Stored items

—————

Issue #69, opened 2022-02-01
Agree on the Kernel version used to generate vmlinux.h


mmat11:
From https://github.com/elastic/ebpf/pull/67#discussion_r795800871

> We can probably just generate it once but we would need to agree on a kernel to be used as base, document that and when we need to update we need to agree on the newer kernel.

The idea is to always use the prebuilt vmlinux (https://github.com/elastic/ebpf/tree/main/contrib/vmlinux#vmlinux) to build `elastic/ebpf` both in CI and locally

fntlnz:
@leodido @rhysre @stanek-michal @nicholasberlin wdyt?

rhysre:
Correct me if I'm wrong, but isn't the best choice here to just generate one on 5.16 (current latest) and just use that so we have as many definitions as possible? It should be backwards compatible.

mmat11:
> isn't the best choice here to just generate one on 5.16 (current latest)

Yes, I think so

stanek-michal:
> Correct me if I'm wrong, but isn't the best choice here to just generate one on 5.16 (current latest) and just use that so we have as many definitions as possible? It should be backwards compatible.

In case some definitions/offsets changed in newer versions, my understanding is that BTF will resolve such incompatibilities anyway? In that case it seems to be a good idea to just use the latest version for vmlinux.h. But if we care about pre-BTF kernels in any scenario, we need to be careful.

rhysre:
> > Correct me if I'm wrong, but isn't the best choice here to just generate one on 5.16 (current latest) and just use that so we have as many definitions as possible? It should be backwards compatible.
> 
> In case some definitions/offsets changed in newer versions, my understanding is that BTF will resolve such incompatibilities anyway? In that case it seems to be a good idea to just use the latest version for vmlinux.h. But if we care about pre-BTF kernels in any scenario, we need to be careful.

Field offset changes are automatically handled by BTF relocations, if a field is actually _renamed_ or moved to a different struct, that detail will have to bleed into our code (e.g. via [bpf_core_field_exists](https://nakryiko.com/posts/bpf-core-reference-guide/#bpf-core-field-exists)) but the version of vmlinux.h we're using is totally independent of that and shouldn't affect things in any way.

fntlnz:
Agree on keeping our vmlinux in sync with the latest stable (now 5.16.5)

rhysre:
Closing this stale ticket as it's been resolved for a while.

PR #114, opened 2022-07-27
Cleanup CMake usage

rhysre:
This commit cleans up the cmake in this repository, removing a lot of
vestigial stuff from when this repo was just host isolation and putting
it in a state where it can be more cleanly built with endpoint.

Changes:

- Remove all the TARGET_* variables in the top level CMakelists.txt,
  push all that logic down to lower subdirectories
- Create a "libbpf" and "libelf" library target, instead of linking
  against `${LIBBPF_LIB}` and `${LIBELF_LIB}` and then manually including
  the required includes. This puts logic pertaining to where to find
  libbpf includes in cmake/libbpf.cmake instead of GPL/non-GPL, which
  means that we don't have to manually add the libbpf include
  directories and link libraries to every target that links against it.
- Remove a bunch of unneeded comments, message(...) invocations etc.
- Clean up the variables in cmake/libbpf.cmake and document why we need
  the one (LIBBPF_UAPI_INCLUDE_DIR) that remains
- Set ARCH_TRUNC based on ARCH, don't require a higher level project to
  manually specify it

Note that to get this PR building with endpoint, one LLVM intrinsic has been commented out as the endpoint toolchain
is currently using LLVM 11, which doesn't support `bpf_core_enum_value_exists` (see comment). This has been done to get reviews in early and will be removed when the toolchain is updated to LLVM 14. _This PR should *not* be merged until the toolchain is updated and the commented-out code has been removed_.

### DIFF
--- a/GPL/Events/PathResolver.h
+++ b/GPL/Events/PathResolver.h
@@ -243,22 +243,16 @@ static void ebpf_resolve_pids_ss_cgroup_path_to_string(char *buf, const struct t
      * can change kernel-to-kernel depending on the kconfig or possibly not be
      * enabled at all.
      */
-    // NOTE: This code is commented out to get this PR building and in a
-    // reviewable state as our toolchain currently uses LLVM 12, which doesn't
-    // support bpf_core_enum_value_exists. @stanek-michal is currently working
-    // on updating to LLVM 14. This will be removed when the toolchain is
-    // updated.
-    //
-    //    int cgrp_id;
-    //    if (bpf_core_enum_value_exists(enum cgroup_subsys_id, pids_cgrp_id)) {
-    //        cgrp_id = bpf_core_enum_value(enum cgroup_subsys_id, pids_cgrp_id);
-    //    } else {
-    //        /* Pids cgroup is not enabled on this kernel */
-    //        buf[0] = '\0';
-    //        return;
-    //    }
+    int cgrp_id;
+    if (bpf_core_enum_value_exists(enum cgroup_subsys_id, pids_cgrp_id)) {
+        cgrp_id = bpf_core_enum_value(enum cgroup_subsys_id, pids_cgrp_id);
+    } else {
+        /* Pids cgroup is not enabled on this kernel */
+        buf[0] = '\0';
+        return;
+    }
 
-    struct kernfs_node *kn = BPF_CORE_READ(task, cgroups, subsys[pids_cgrp_id], cgroup, kn);
+    struct kernfs_node *kn = BPF_CORE_READ(task, cgroups, subsys[cgrp_id], cgroup, kn);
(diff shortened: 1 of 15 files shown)


GPL/Events/PathResolver.h
```diff
@@ -243,16 +243,22 @@ static void ebpf_resolve_pids_ss_cgroup_path_to_string(char *buf, const struct t
...
-    if (bpf_core_enum_value_exists(enum cgroup_subsys_id, pids_cgrp_id)) {
-        cgrp_id = bpf_core_enum_value(enum cgroup_subsys_id, pids_cgrp_id);
-    } else {
-        /* Pids cgroup is not enabled on this kernel */
-        buf[0] = '\0';
-        return;
-    }
-
-    struct kernfs_node *kn = BPF_CORE_READ(task, cgroups, subsys[cgrp_id], cgroup, kn);
+    // NOTE: This code is commented out to get this PR building and in a
```
mmat11, line 246: maybe it's better to wait for the toolchain to be upgraded before merging this?

cmake/modules/BPF.cmake
```diff
@@ -11,7 +11,7 @@ set(LLC "llc")
 set(LLVM_STRIP "llvm-strip")
 set(BPFTOOL "bpftool")
 set(BTF_FILE "/sys/kernel/btf/vmlinux")
-option(USE_BUILTIN_VMLINUX "Whether or not to use the builtin vmlinux.h for building the BPF programs instead of trying to generate one from the system" True)
+option(USE_BUILTIN_VMLINUX "If true, use the builtin vmlinux.h for building BPF probes instead of generating one from system BTF" True)
```
mmat11, line 14: nit:
```suggestion
option(USE_BUILTIN_VMLINUX "If true, use the builtin vmlinux.h for building eBPF probes instead of generating one from system BTF" True)
```

also, not in scope for this PR, but IIRC we decided to always use the builtin vmlinux.h (https://github.com/elastic/ebpf/issues/69), right?

mmat11 (approved):
LGTM if it compiles

GPL/Events/PathResolver.h
rhysre: 👍 Yeah, this won't be merged until the toolchain is updated. 

I was just blocked waiting for the update so I did this to make things compile and get reviews while I'm waiting for the update to go through.

stanek-michal (approved):
This is great, thanks for the changes. I like the added comments about build quirks on older systems.

GPL/Events/PathResolver.h
stanek-michal: I'd say we can merge as it won't actually affect Endpoint until Endpoint updates the Ebpf submodule reference. The new toolchain will be ready soon and the switch will happen simultaneously with the update of submodule reference.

—————

## WORK ITEM
An exact repetition of the data above is all that is needed.

## TASK RESULT
Issue #69, opened 2022-02-01
Agree on the Kernel version used to generate vmlinux.h


mmat11:
From https://github.com/elastic/ebpf/pull/67#discussion_r795800871

> We can probably just generate it once but we would need to agree on a kernel to be used as base, document that and when we need to update we need to agree on the newer kernel.

The idea is to always use the prebuilt vmlinux (https://github.com/elastic/ebpf/tree/main/contrib/vmlinux#vmlinux) to build `elastic/ebpf` both in CI and locally

fntlnz:
@leodido @rhysre @stanek-michal @nicholasberlin wdyt?

rhysre:
Correct me if I'm wrong, but isn't the best choice here to just generate one on 5.16 (current latest) and just use that so we have as many definitions as possible? It should be backwards compatible.

mmat11:
> isn't the best choice here to just generate one on 5.16 (current latest)

Yes, I think so

stanek-michal:
> Correct me if I'm wrong, but isn't the best choice here to just generate one on 5.16 (current latest) and just use that so we have as many definitions as possible? It should be backwards compatible.

In case some definitions/offsets changed in newer versions, my understanding is that BTF will resolve such incompatibilities anyway? In that case it seems to be a good idea to just use the latest version for vmlinux.h. But if we care about pre-BTF kernels in any scenario, we need to be careful.

rhysre:
> > Correct me if I'm wrong, but isn't the best choice here to just generate one on 5.16 (current latest) and just use that so we have as many definitions as possible? It should be backwards compatible.
> 
> In case some definitions/offsets changed in newer versions, my understanding is that BTF will resolve such incompatibilities anyway? In that case it seems to be a good idea to just use the latest version for vmlinux.h. But if we care about pre-BTF kernels in any scenario, we need to be careful.

Field offset changes are automatically handled by BTF relocations, if a field is actually _renamed_ or moved to a different struct, that detail will have to bleed into our code (e.g. via [bpf_core_field_exists](https://nakryiko.com/posts/bpf-core-reference-guide/#bpf-core-field-exists)) but the version of vmlinux.h we're using is totally independent of that and shouldn't affect things in any way.

fntlnz:
Agree on keeping our vmlinux in sync with the latest stable (now 5.16.5)

rhysre:
Closing this stale ticket as it's been resolved for a while.

PR #114, opened 2022-07-27
Cleanup CMake usage

rhysre:
This commit cleans up the cmake in this repository, removing a lot of
vestigial stuff from when this repo was just host isolation and putting
it in a state where it can be more cleanly built with endpoint.

Changes:

- Remove all the TARGET_* variables in the top level CMakelists.txt,
  push all that logic down to lower subdirectories
- Create a "libbpf" and "libelf" library target, instead of linking
  against `${LIBBPF_LIB}` and `${LIBELF_LIB}` and then manually including
  the required includes. This puts logic pertaining to where to find
  libbpf includes in cmake/libbpf.cmake instead of GPL/non-GPL, which
  means that we don't have to manually add the libbpf include
  directories and link libraries to every target that links against it.
- Remove a bunch of unneeded comments, message(...) invocations etc.
- Clean up the variables in cmake/libbpf.cmake and document why we need
  the one (LIBBPF_UAPI_INCLUDE_DIR) that remains
- Set ARCH_TRUNC based on ARCH, don't require a higher level project to
  manually specify it

Note that to get this PR building with endpoint, one LLVM intrinsic has been commented out as the endpoint toolchain
is currently using LLVM 11, which doesn't support `bpf_core_enum_value_exists` (see comment). This has been done to get reviews in early and will be removed when the toolchain is updated to LLVM 14. _This PR should *not* be merged until the toolchain is updated and the commented-out code has been removed_.

### DIFF
--- a/GPL/Events/PathResolver.h
+++ b/GPL/Events/PathResolver.h
@@ -243,22 +243,16 @@ static void ebpf_resolve_pids_ss_cgroup_path_to_string(char *buf, const struct t
      * can change kernel-to-kernel depending on the kconfig or possibly not be
      * enabled at all.
      */
-    // NOTE: This code is commented out to get this PR building and in a
-    // reviewable state as our toolchain currently uses LLVM 12, which doesn't
-    // support bpf_core_enum_value_exists. @stanek-michal is currently working
-    // on updating to LLVM 14. This will be removed when the toolchain is
-    // updated.
-    //
-    //    int cgrp_id;
-    //    if (bpf_core_enum_value_exists(enum cgroup_subsys_id, pids_cgrp_id)) {
-    //        cgrp_id = bpf_core_enum_value(enum cgroup_subsys_id, pids_cgrp_id);
-    //    } else {
-    //        /* Pids cgroup is not enabled on this kernel */
-    //        buf[0] = '\0';
-    //        return;
-    //    }
+    int cgrp_id;
+    if (bpf_core_enum_value_exists(enum cgroup_subsys_id, pids_cgrp_id)) {
+        cgrp_id = bpf_core_enum_value(enum cgroup_subsys_id, pids_cgrp_id);
+    } else {
+        /* Pids cgroup is not enabled on this kernel */
+        buf[0] = '\0';
+        return;
+    }
 
-    struct kernfs_node *kn = BPF_CORE_READ(task, cgroups, subsys[pids_cgrp_id], cgroup, kn);
+    struct kernfs_node *kn = BPF_CORE_READ(task, cgroups, subsys[cgrp_id], cgroup, kn);
(diff shortened: 1 of 15 files shown)


GPL/Events/PathResolver.h
```diff
@@ -243,16 +243,22 @@ static void ebpf_resolve_pids_ss_cgroup_path_to_string(char *buf, const struct t
...
-    if (bpf_core_enum_value_exists(enum cgroup_subsys_id, pids_cgrp_id)) {
-        cgrp_id = bpf_core_enum_value(enum cgroup_subsys_id, pids_cgrp_id);
-    } else {
-        /* Pids cgroup is not enabled on this kernel */
-        buf[0] = '\0';
-        return;
-    }
-
-    struct kernfs_node *kn = BPF_CORE_READ(task, cgroups, subsys[cgrp_id], cgroup, kn);
+    // NOTE: This code is commented out to get this PR building and in a
```
mmat11, line 246: maybe it's better to wait for the toolchain to be upgraded before merging this?

cmake/modules/BPF.cmake
```diff
@@ -11,7 +11,7 @@ set(LLC "llc")
 set(LLVM_STRIP "llvm-strip")
 set(BPFTOOL "bpftool")
 set(BTF_FILE "/sys/kernel/btf/vmlinux")
-option(USE_BUILTIN_VMLINUX "Whether or not to use the builtin vmlinux.h for building the BPF programs instead of trying to generate one from the system" True)
+option(USE_BUILTIN_VMLINUX "If true, use the builtin vmlinux.h for building BPF probes instead of generating one from system BTF" True)
```
mmat11, line 14: nit:
```suggestion
option(USE_BUILTIN_VMLINUX "If true, use the builtin vmlinux.h for building eBPF probes instead of generating one from system BTF" True)
```

also, not in scope for this PR, but IIRC we decided to always use the builtin vmlinux.h (https://github.com/elastic/ebpf/issues/69), right?

mmat11 (approved):
LGTM if it compiles

GPL/Events/PathResolver.h
rhysre: 👍 Yeah, this won't be merged until the toolchain is updated. 

I was just blocked waiting for the update so I did this to make things compile and get reviews while I'm waiting for the update to go through.

stanek-michal (approved):
This is great, thanks for the changes. I like the added comments about build quirks on older systems.

GPL/Events/PathResolver.h
stanek-michal: I'd say we can merge as it won't actually affect Endpoint until Endpoint updates the Ebpf submodule reference. The new toolchain will be ready soon and the switch will happen simultaneously with the update of submodule reference.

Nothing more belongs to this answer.